───── The data

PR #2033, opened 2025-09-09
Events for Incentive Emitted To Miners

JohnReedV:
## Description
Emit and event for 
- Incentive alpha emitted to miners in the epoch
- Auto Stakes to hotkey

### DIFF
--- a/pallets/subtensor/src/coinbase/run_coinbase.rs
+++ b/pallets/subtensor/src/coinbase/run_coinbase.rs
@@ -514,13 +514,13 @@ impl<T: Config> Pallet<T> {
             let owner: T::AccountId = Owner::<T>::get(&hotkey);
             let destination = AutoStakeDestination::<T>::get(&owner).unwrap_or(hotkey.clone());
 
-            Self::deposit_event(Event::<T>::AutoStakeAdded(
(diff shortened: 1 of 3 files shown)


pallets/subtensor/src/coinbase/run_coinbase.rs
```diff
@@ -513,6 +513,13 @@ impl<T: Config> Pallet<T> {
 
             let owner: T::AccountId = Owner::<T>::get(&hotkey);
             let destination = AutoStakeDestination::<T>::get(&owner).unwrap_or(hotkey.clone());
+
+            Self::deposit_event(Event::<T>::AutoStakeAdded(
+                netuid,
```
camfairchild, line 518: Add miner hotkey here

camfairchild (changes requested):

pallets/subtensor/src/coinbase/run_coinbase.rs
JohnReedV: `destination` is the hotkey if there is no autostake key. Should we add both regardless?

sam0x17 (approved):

──────────

__Directions__:
Using the records above, copy all lines that include the word "AutoStakeAdded".

__Response below__:
-            Self::deposit_event(Event::<T>::AutoStakeAdded(
+            Self::deposit_event(Event::<T>::AutoStakeAdded(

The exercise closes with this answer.